Neuroendocrine tumor is a heterogeneous tumor originating from peptidergic neurons and neuroendocrine cells. It has unique clinical manifestations, pathological characteristics and treatment strategies. Early diagnosis and treatment are essential to improve the survival rate and quality of life of patients. Neuroendocrine tumor is a heterogeneous tumor originating from peptidergic neurons and neuroendocrine cells, with unique clinical manifestations, pathological features and treatment strategies.
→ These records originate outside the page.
Issue #904, opened 2020-01-15
csi-manila: CreateVolume fails on GetExtraSpecs


gman0:
- [ ] openstack-cloud-controller-manager
- [ ] cinder-csi-plugin
- [ ] k8s-keystone-auth
- [ ] client-keystone-auth
- [ ] octavia-ingress-controller
- [x] manila-csi-plugin
- [ ] manila-provisioner
- [ ] magnum-auto-healer
- [ ] barbican-kms-plugin

**What happened**:

csi-manila tries to retrieve share type extra specs (used for determining manila caps), but those require admin rights. Regular users attempting to read extra specs will get following error:

```
E0115 19:46:31.312037       1 driver.go:282] [ID:10] GRPC error: rpc error: code = Internal desc = failed to get Manila capabilities for share type cephfstype: failed to retrieve extra specs: Request forbidden: [GET http://192.168.122.3/share/v2/83de2eb324e748018c5a9c47c2ed05a8/types/cephfstype/extra_specs], error message: {"forbidden": {"message": "Access was denied to this resource.", "code": 403}}
```

**How to reproduce it**:
Create a volume with a non-admin user.

/kind bug
/assign

PR #908, opened 2020-01-16
[manila-csi-plugin]: retrieve only public share type extra specs

gman0:
**The binaries affected**:

- [ ] cinder-csi-plugin
- [ ] k8s-keystone-auth
- [ ] client-keystone-auth
- [x] manila-csi-plugin
- [ ] manila-provisioner
- [ ] magnum-auto-healer
- [ ] barbican-kms-plugin

csi-manila uses share type extra specs to determine which features (like snapshot support) should the plugin provide. Up until now, the plugin was querying for extra specs that were accessible to admin users only.

This PR makes it so that only public extra specs are queried (those contain all the info needed anyway), which are accessible to regular users as well.

Also, after a discussion with @tombarron , we've decided it's safer to not cache the results from "GET share types" due to possible cache collisions

fixes https://github.com/kubernetes/cloud-provider-openstack/issues/904

**Release note**:

```release-note
NONE
```


pkg/csi/manila/capabilities/manilacapabilities.go
```diff
@@ -33,23 +32,27 @@ const (
...
+	}
 
-	manilaCapabilitiesByShareTypeIDMtx.RLock()
-	caps, ok := manilaCapabilitiesByShareTypeID[shareType]
-	manilaCapabilitiesByShareTypeIDMtx.RUnlock()
+	return nil, fmt.Errorf("unknown share type %s", shareType)
+}
 
+func readManilaCaps(extraSpecs map[string]interface{}) ManilaCapabilities {
 	strToBool := func(ss interface{}) bool {
```
tombarron: Not for this PR but this could become a more general utility function that could be used e.g. in pkg/ingress/controller/controller.go and pkg/autohealing/cloudprovider/openstack/provider.go as well.

PR #917, opened 2020-01-29
Always retrieve node instance type from flavor.original_name

### LINKED ISSUE #916: CCM node instance type should always use flavor.original_name
/kind bug

**The binaries affected**:

**What happened**:

Node label `node.kubernetes.io/instance-type` was set to `2004`, a flavor id.

Node label `node.kubernetes.io/instance-type` should be `ug2.2xlarge`, the flavor name for id `2004`.

**How to reproduce it**:

Use the CCM against an Openstack Compute API that defaults to a micro-version older than 2.47.

The instance type uses one of `name`, `id` or `original_name`, whichever is found first in the server response under the `flavor` object.

If the compute service defaults to a micro-version earlier than 2.47, only `flavor.id` will be included (eg. `"2004"`), which is not terribly useful to have as a node label in Kubernetes.

The client micro-version should be fixed to 2.47 to guarantee the presence of `flavor.original_name`.

**Environment**:
- openstack-cloud-controller-manager version: v1.14.0

bgagnon:
To ensure `flavor.original_name` is included in the response from the compute API, set the micro version to `2.47`, where this property first appeared:
https://docs.openstack.org/api-ref/compute/?expanded=show-server-details-detail

This PR also removes support for `flavor.id` and `flavor.name`. The field `flavor.id` is no longer included in micro versions 2.47 and newer, and I cannot find any documented reference to `flavor.name` in the compute API; I don't believe this field ever existed.

**The binaries affected**:
-  openstack-cloud-controller-manager

This ensures `flavor.original_name` is consistently used as the node instance type label.

fixes #916 

**Release note**:
```release-note
```

### DIFF
--- a/pkg/cloudprovider/providers/openstack/openstack_instances.go
+++ b/pkg/cloudprovider/providers/openstack/openstack_instances.go
@@ -41,7 +41,8 @@ type Instances struct {
 }
 
 const (
-	instanceShutoff = "SHUTOFF"
+	instanceShutoff       = "SHUTOFF"
+	instanceTypeFlavorKey = "original_name"
 )
 
 // Instances returns an implementation of Instances for OpenStack.
@@ -53,6 +54,11 @@ func (os *OpenStack) Instances() (cloudprovider.Instances, bool) {
 		klog.Errorf("unable to access compute v2 API : %v", err)
 		return nil, false
 	}
+
+	// Server flavor details (flavor.original_name) requires
+	// micro-version 2.47. Prior to this, only flavor.id is
+	// returned, which is less useful as a node label.
+	compute.Microversion = "2.47"
 
 	klog.V(4).Info("Claiming to support Instances")
 
@@ -215,17 +221,14 @@ func (i *Instances) InstanceType(ctx context.Context, name types.NodeName) (stri
 }
 
 func srvInstanceType(srv *servers.Server) (string, error) {
-	keys := []string{"name", "id", "original_name"}
-	for _, key := range keys {
-		val, found := srv.Flavor[key]
-		if found {
-			flavor, ok := val.(string)
-			if ok {
-				return flavor, nil
-			}
+	val, found := srv.Flavor[instanceTypeFlavorKey]
+	if found {
+		flavor, ok := val.(string)
+		if ok {
+			return flavor, nil
 		}
 	}
-	return "", fmt.Errorf("flavor name/id not found")
+	return "", fmt.Errorf("flavor.%s not found", instanceTypeFlavorKey)
 }
 
 // If Instances.InstanceID or cloudprovider.GetInstanceProviderID is changed, the regexp should be changed too.


bgagnon:
CLA signed.

pkg/cloudprovider/providers/openstack/openstack_instances.go
```diff
@@ -54,6 +55,11 @@ func (os *OpenStack) Instances() (cloudprovider.Instances, bool) {
 		return nil, false
 	}
 
+	// Server flavor details (flavor.original_name) requires
+	// micro-version 2.47. Prior to this, only flavor.id is
+	// returned, which is less useful as a node label.
+	compute.Microversion = "2.47"
```
lingxiankong: This change brings incompatible change to the openstack cloud which doesn't support compute service version 2.47.

bgagnon: That's true. Do you think it should fallback to using `flavor.id` if this micro-version is not available? What is the strategy for the other services that also set a micro version?

kayrus: You can try to fetch supported microversions before setting it directly. I guess you can use this package https://github.com/gophercloud/gophercloud/blob/master/openstack/networking/v2/apiversions/requests.go against compute API, because urls are the same https://docs.openstack.org/api-guide/compute/microversions.html

See links below with similar issues:
https://github.com/kubernetes/cloud-provider-openstack/pull/786/files
https://github.com/kubernetes/cloud-provider-openstack/pull/808/files
Also be aware about the shared vars and threads.

lingxiankong: If the original requirement is to get a human-friendly flavor name, why not just change the order of keys in `srvInstanceType` function?

bgagnon: @lingxiankong sorry, that wasn't clear... The problem is that `id` and `original_name` are mutually exclusive in the response and depend on the micro-version selection. As such, changing the order does not make any difference.

Basically, you get either `id` _or_ `original_name`, and this depends on the negotiated micro-version. At and above 2.47, you get `original_name`, and below, you get `id`.

On our Openstack installation, the default micro version (if not specified) is less than 2.47, even though the compute service supports micro-versions up to 2.60.

I will try to make this clearer in the code and PR.

pkg/cloudprovider/providers/openstack/openstack_instances.go
```diff
@@ -215,17 +221,14 @@ func (i *Instances) InstanceType(ctx context.Context, name types.NodeName) (stri
 }
 
 func srvInstanceType(srv *servers.Server) (string, error) {
-	keys := []string{"name", "id", "original_name"}
```
jichenjc: I believe you don't want to change this logic if we are going to negotiate microversion?
as we might get name,id or original_name based on the API request we send?

pkg/cloudprovider/providers/openstack/openstack_instances.go
jichenjc: the way send to network API is doable but it's a little bit hacking..
can we create a followup PR to gophercloud to add microversion negoation to compute side?

lingxiankong: Before supporting micro-version negotiation in gophercloud, we need something like https://github.com/kubernetes/cloud-provider-openstack/blob/master/pkg/util/openstack/loadbalancer.go#L77

lingxiankong:
PR not updated for almost 3 months. Close now.

Issue #27, opened 2020-02-07
Webpack bundle too large


mpetrunic:
- bcrypto is using "import" instead of require which pull entire bcrypto lib and adds ~1.2 Mb to webpack bundle

mpetrunic:
https://bundlephobia.com/result?p=libp2p-noise@1.0.0-rc.9

morrigan:
Reduced to 681kB - https://bundlephobia.com/result?p=libp2p-noise@1.1.0
Not great, not terrible.

Closing in favor that libp2p-crypto will it's reduce size.

jacobheun:
Just FYI, I am working on downstream integration of this in js-ipfs, https://github.com/ipfs/js-ipfs/pull/3004. The bundlesize change there is only around 73KB. Not great, but not as much as I was expecting. I'll be working on this over the next few weeks and will submit any updates here as I find them.

> libp2p-crypto will it's reduce size

I am planning on making libp2p-crypto composable to make reducing the size easier, but likely won't get to that until around July.

mpetrunic:
Would be nice if you added x25519, aead(chacha-poly) and hkdf support, we tried swapping those but none of the x25519 alternatives worked in interop.

PR #51, opened 2020-04-06
Replace bcrypto with standalone libraries

mpetrun5:
Removes bcrypto from dependencies.

Replaced with: 
 - [futoin-hdkf](https://www.npmjs.com/package/futoin-hkdf)
 - [aead-js](https://www.npmjs.com/package/aead-js)
 - [tweetnacl](https://www.npmjs.com/package/tweetnacl)

Related to issue: #27 

cc: @mpetrunic

### DIFF
--- a/src/handshakes/abstract-handshake.ts
+++ b/src/handshakes/abstract-handshake.ts
@@ -106,7 +106,7 @@ export abstract class AbstractHandshake {
 
   protected dh(privateKey: bytes32, publicKey: bytes32): bytes32 {
     try {
-      return Buffer.from(box.before(publicKey, privateKey))
+      return Buffer.from(box.before(publicKey, privateKey));
     } catch (e) {
       logger(e.message);
       return Buffer.alloc(32);
@@ -120,7 +120,7 @@ export abstract class AbstractHandshake {
   protected getHash(a: bytes, b: bytes): bytes32 {
     return Buffer.from(
       hash.sha256().update(Buffer.from([...a, ...b])).digest('hex')
-    )
+    );
   }
 
   protected mixKey(ss: SymmetricState, ikm: bytes32): void {
--- a/src/handshakes/abstract-handshake.ts
+++ b/src/handshakes/abstract-handshake.ts
@@ -107,7 +107,7 @@ export abstract class AbstractHandshake {
   protected dh(privateKey: bytes32, publicKey: bytes32): bytes32 {
     try {
       const sharedKey = box.before(publicKey, privateKey)
-      return Buffer.from(sharedKey);
+      return Buffer.from(sharedKey.buffer, sharedKey.byteOffset, sharedKey.length);
     } catch (e) {
       logger(e.message);
       return Buffer.alloc(32);
--- a/src/handshakes/abstract-handshake.ts
+++ b/src/handshakes/abstract-handshake.ts
@@ -106,7 +106,8 @@ export abstract class AbstractHandshake {
 
   protected dh(privateKey: bytes32, publicKey: bytes32): bytes32 {
     try {
-      return Buffer.from(box.before(publicKey, privateKey), 0, 32);
+      const sharedKey = box.before(publicKey, privateKey)
+      return Buffer.from(sharedKey);
     } catch (e) {
       logger(e.message);
       return Buffer.alloc(32);
@@ -118,9 +119,8 @@ export abstract class AbstractHandshake {
   }
 
   protected getHash(a: bytes, b: bytes): bytes32 {
-    return Buffer.from(
-      hash.sha256().update(Buffer.from([...a, ...b])).digest('hex')
-    );
+    const hashValue = hash.sha256().update(Buffer.from([...a, ...b])).digest();
+    return Buffer.from(hashValue);
   }
 
   protected mixKey(ss: SymmetricState, ikm: bytes32): void {
--- a/src/handshakes/abstract-handshake.ts
+++ b/src/handshakes/abstract-handshake.ts
@@ -1,5 +1,7 @@
 import {Buffer} from "buffer";
-import { AEAD, x25519, SHA256 } from 'bcrypto';
+import hash from 'hash.js';
+import {box} from 'tweetnacl';
+import {AEAD} from 'aead-js';
 
 import {bytes, bytes32, uint32} from "../@types/basic";
 import {CipherState, MessageBuffer, SymmetricState} from "../@types/handshake";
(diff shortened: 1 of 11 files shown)


src/handshakes/abstract-handshake.ts
```diff
@@ -104,10 +106,7 @@ export abstract class AbstractHandshake {
 
   protected dh(privateKey: bytes32, publicKey: bytes32): bytes32 {
     try {
-      const derived = x25519.derive(publicKey, privateKey);
-      const result = Buffer.alloc(32);
-      derived.copy(result);
-      return result;
+      return Buffer.from(box.before(publicKey, privateKey), 0, 32);
```
mpetrunic, line 109: What are you trying to achieve here?
Buffer view over 0...32 byte of output?

src/handshakes/abstract-handshake.ts
```diff
@@ -119,7 +118,9 @@ export abstract class AbstractHandshake {
   }
 
   protected getHash(a: bytes, b: bytes): bytes32 {
-    return SHA256.digest(Buffer.from([...a, ...b]));
+    return Buffer.from(
+      hash.sha256().update(Buffer.from([...a, ...b])).digest('hex')
```
mpetrunic, line 122: This hash is invalid. Buffer.from uses utf-8 encoding by default.

To reduce memory allocation:
```javascript
const hash = hash.sha256().update(Buffer.from([...a, ...b])).digest();
Buffer.from(hash.buffer, hash.offset, hash.length);
```
https://nodejs.org/api/buffer.html#buffer_class_method_buffer_from_arraybuffer_byteoffset_length

src/utils.ts
```diff
@@ -111,5 +111,9 @@ export function getHkdf(ck: bytes32, ikm: bytes): Hkdf {
 }
 
 export function isValidPublicKey(pk: bytes): boolean {
-  return x25519.publicKeyVerify(pk.slice(0, 32));
+  if(pk.length !== 32 || pk.equals(Buffer.alloc(32))){
+    return false;
+  }
+
+  return true;
```
mpetrunic, line 118: @morrigan Any idea how to implement proper public key verification?

test/noise.test.ts
```diff
@@ -3,8 +3,8 @@ import DuplexPair from 'it-pair/duplex';
 import {Noise} from "../src";
 import {createPeerIdsFromFixtures} from "./fixtures/peer";
 import Wrap from "it-pb-rpc";
-import {random} from "bcrypto";
 import sinon from "sinon";
+import crypto from 'crypto';
```
mpetrunic, line 7: You didn't list this dependency.
Also you have this method in libp2p-crypto
https://github.com/libp2p/js-libp2p-crypto#cryptorandomBytesnumber

src/utils.ts
```diff
@@ -10,8 +11,9 @@ import {pb} from "./proto/payload";
 const NoiseHandshakePayloadProto = pb.NoiseHandshakePayload;
 
 export function generateKeypair(): KeyPair {
-  const privateKey = x25519.privateKeyGenerate();
-  const publicKey = x25519.publicKeyCreate(privateKey);
+  const keyPair = box.keyPair();
+  const publicKey = Buffer.from(keyPair['publicKey']);
+  const privateKey = Buffer.from(keyPair['secretKey']);
```
mpetrunic, line 16: any reason why you didn't do `keyPair.publicKey`?

src/handshakes/abstract-handshake.ts
mpetrun5: I unnecessarily tried to replicate the old logic.

src/handshakes/abstract-handshake.ts
```diff
@@ -106,7 +106,8 @@ export abstract class AbstractHandshake {
 
   protected dh(privateKey: bytes32, publicKey: bytes32): bytes32 {
     try {
-      return Buffer.from(box.before(publicKey, privateKey), 0, 32);
+      const sharedKey = box.before(publicKey, privateKey)
+      return Buffer.from(sharedKey);
```
mpetrunic, line 110:
```suggestion
      return Buffer.from(sharedKey.buffer, sharedKey.offset, sharedKey.length);
```
It won't allocate new array

src/handshakes/abstract-handshake.ts
```diff
@@ -118,9 +119,8 @@ export abstract class AbstractHandshake {
   }
 
   protected getHash(a: bytes, b: bytes): bytes32 {
-    return Buffer.from(
-      hash.sha256().update(Buffer.from([...a, ...b])).digest('hex')
-    );
+    const hashValue = hash.sha256().update(Buffer.from([...a, ...b])).digest();
+    return Buffer.from(hashValue);
```
mpetrunic, line 123: same as above

mpetrun5: hashValue is number[]. it doesn't have buffer or offset.

mpetrunic: Could you try it. It's probably Uint8Array but it's displayed as number[] in logs
https://developer.mozilla.org/en-US/docs/Web/JavaScript/Reference/Global_Objects/Uint8Array

mpetrunic: nvm, it's regular Array, wierd. I guess it's fine like this

src/utils.ts
morrigan: Can't find anything. I guess no big deal as it won't pass DH otherwise

morrigan:
What's the size now?

mpetrun5:
image
Webpack analyzer is kinda broken in this image, but It says 1020 kib.
https://bundlephobia.com/scan-results?packages=@types/bn.js@4.11.6,aead-js@0.1.0,bn.js@5.0.0,buffer@5.4.3,debug@4.1.1,futoin-hkdf@1.3.2,hash.js@1.1.7,it-buffer@0.1.1,it-length-prefixed@3.0.0,it-pair@1.0.0,it-pb-rpc@0.1.8,it-pipe@1.1.0,libp2p-crypto@0.17.1,peer-id@0.13.5,protobufjs@6.8.8,tweetnacl@1.0.3

It is not much better.

mpetrunic:
I wonder if we can reduce amount of stuff imported from libp2p-crypto since that is pulling node-forge. I guess that something guys from libp2p will do

morrigan:
Surprisingly, it's not even better than #47 :/

test/noise.test.ts
```diff
@@ -3,8 +3,8 @@ import DuplexPair from 'it-pair/duplex';
 import {Noise} from "../src";
 import {createPeerIdsFromFixtures} from "./fixtures/peer";
 import Wrap from "it-pb-rpc";
-import {random} from "bcrypto";
 import sinon from "sinon";
+import crypto from 'libp2p-crypto';
```
mpetrunic, line 7: try to
`import {randomBytes} from "libp2p-crypto"`

mpetrun5:
It shows no difference in webpack-bundle-analyzer.

mpetrunic:
@morrigan Can you re-review it, it somewhat smaller now, but I don't think it can get better without fixing js-libp2p-crypto. That said not sure if we should just apply last changes in #47 or should we merge this?

mpetrunic:
I will make a release out of it and try it in interop repo with tests against go version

Neuroendocrine tumors can occur in various parts of the body, the most common sites include gastrointestinal tract, pancreas, lung, thymus, thyroid and so on. These tumors can secrete a variety of bioactive substances, such as hormones, neurotransmitters, etc., and therefore can cause corresponding clinical symptoms. The diagnosis of neuroendocrine tumors mainly relies on comprehensive methods such as clinical manifestations, laboratory examinations, imaging examinations and pathological examinations. Treatment methods include surgical treatment, drug therapy, radionuclide therapy, etc. Specific treatment plan should be based on tumor location, size, differentiation degree, clinical symptoms and other factors. For high-risk groups, such as patients with neuroendocrine neoplasia, familial multiple endocrine adenomatosis, etc., regular screening should be performed for early detection and treatment. In addition, the treatment of neuroendocrine tumors requires the cooperation of multidisciplinary teams, including oncologists, endocrinologists, radiologists, pathologists, etc. At the same time, psychological support and quality of life of patients are also very important, doctors and family members should give full care and support to patients. In short, neuroendocrine tumors are a disease that requires comprehensive treatment, and early diagnosis and treatment are essential to improve the survival rate and quality of life of patients.